Four functional classes of pulmonary hypertension

Functional Classification of Pulmonary Hypertension
Functional Classification of Pulmonary Hypertension

There are four functional classes that are used to rate how ill PH patients are. Currently, the World Health Organization or WHO class system is used to describe these patients.  It is important to distinguish WHO functional class from WHO group.  The WHO group system classifies what type of pulmonary hypertension a patient has while the WHO functional class system gives information about how affected they are by their disease.  The higher the class the more severe the disease and the greater the urgency for the patient to be accurately diagnosed and started on therapy for pulmonary hypertension. It is important to treat all classes of pulmonary arterial hypertension (PAH) as the disease is progressive, meaning it will get worse over time without treatment.

WHO Class I

Class I: No symptoms of pulmonary arterial hypertension with exercise or at rest. It is rare for a patient to be diagnosed while still a class I. Patients that are being screened because of high risk factors for developing pulmonary hypertension, such as patients with scleroderma or family history of PAH, may rarely be diagnosed as class I. More often this classification is used to describe patients that have demonstrated a substantial response to therapy that were once a class II or III but have improved to a class I.

WHO Class II

Class II: No symptoms at rest but uncomfortable and short of breath with normal activity such as climbing a flight of stairs, grocery shopping, or making the bed.

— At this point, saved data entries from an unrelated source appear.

PR #3401, opened 2024-02-02
HostFeatures: Supports runtime disabling of preserve_all

Sonicadvance1:
This is used for instcountci to ensure instruction counts don't change when a compiler supports this feature or not. Always runtime disable when running in instcountci.

CMake option from #3394 can still be useful so leaving that in place.

### DIFF
--- a/FEXCore/Source/Interface/Config/Config.json.in
+++ b/FEXCore/Source/Interface/Config/Config.json.in
@@ -77,7 +77,9 @@
           "ENABLECRYPTO": "enablecrypto",
           "DISABLECRYPTO": "disablecrypto",
           "ENABLERPRES": "enablerpres",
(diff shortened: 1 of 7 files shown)


neobrain:
What use cases does #3394 serve that this doesn't? Do we really need both?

Class III: May not have symptoms at rest but activities greatly limited by shortness of breath, fatigue, or near fainting. Patients in this class have a difficult time doing normal chores around the house and have to take breaks while doing activities of daily living.

WHO Class IV

Class IV: Symptoms at rest and severe symptoms with any activity. Patients in this class may faint especially while bending over with their heads lowered. Most patients in this class are also volume overloaded with edema in their feet and ankles from right heart failure.